>>

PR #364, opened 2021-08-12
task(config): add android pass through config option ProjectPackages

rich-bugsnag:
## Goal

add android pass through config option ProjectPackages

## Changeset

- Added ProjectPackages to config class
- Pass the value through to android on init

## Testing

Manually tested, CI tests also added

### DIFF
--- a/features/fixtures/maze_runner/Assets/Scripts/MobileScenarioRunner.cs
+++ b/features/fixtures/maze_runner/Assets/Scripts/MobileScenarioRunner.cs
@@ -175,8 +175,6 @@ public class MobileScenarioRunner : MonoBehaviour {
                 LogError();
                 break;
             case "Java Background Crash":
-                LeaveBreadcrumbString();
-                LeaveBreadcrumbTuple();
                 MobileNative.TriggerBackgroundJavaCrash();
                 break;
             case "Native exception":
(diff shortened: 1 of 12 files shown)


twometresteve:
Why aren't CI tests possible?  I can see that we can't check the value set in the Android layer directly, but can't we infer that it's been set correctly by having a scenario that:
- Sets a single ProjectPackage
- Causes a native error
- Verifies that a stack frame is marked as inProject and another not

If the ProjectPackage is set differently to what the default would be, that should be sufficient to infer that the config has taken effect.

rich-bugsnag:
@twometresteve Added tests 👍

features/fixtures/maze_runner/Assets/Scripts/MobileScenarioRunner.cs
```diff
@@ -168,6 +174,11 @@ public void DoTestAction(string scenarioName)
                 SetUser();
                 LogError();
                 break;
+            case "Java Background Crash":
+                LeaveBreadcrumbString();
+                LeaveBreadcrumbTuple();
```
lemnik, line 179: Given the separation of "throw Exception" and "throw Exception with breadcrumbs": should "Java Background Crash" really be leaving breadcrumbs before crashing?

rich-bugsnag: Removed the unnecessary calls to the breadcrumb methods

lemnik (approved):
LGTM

<<

◆ **Exercise aim**:
Looking at the material above, please state how many lines include the string "MobileScenarioRunner", and give only that number.

◆ **Expected output**:
4